== AVAILABLE RECORDS
Issue #353, opened 2025-02-27
Multigoal linter


jstoobysmith:
The whole of PhysLean needs the MultiGoal linter run on it and all the warnings dealt with.

In particular 

```
[leanOptions]
linter.style.multiGoal = true
```

should be added to `lakefile.toml` and the project built with `lake build`. 
This will generate warnings, some of which may be from Mathlib, but the ones from PhysLean should be dealt. For example:

```
   exact h 
   exact h2 
```

should be replaced with: 

```
  · exact h1 
  · exact h2 
```

PR #1277, opened 2026-06-25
====
PROMPT: Every entry is to be copied exactly, with none omitted.

REPLY TO THE TASK:
Issue #353, opened 2025-02-27
Multigoal linter


jstoobysmith:
The whole of PhysLean needs the MultiGoal linter run on it and all the warnings dealt with.

In particular 

```
[leanOptions]
linter.style.multiGoal = true
```

should be added to `lakefile.toml` and the project built with `lake build`. 
This will generate warnings, some of which may be from Mathlib, but the ones from PhysLean should be dealt. For example:

```
   exact h 
   exact h2 
```

should be replaced with: 

```
  · exact h1 
  · exact h2 
```

PR #1277, opened 2026-06-25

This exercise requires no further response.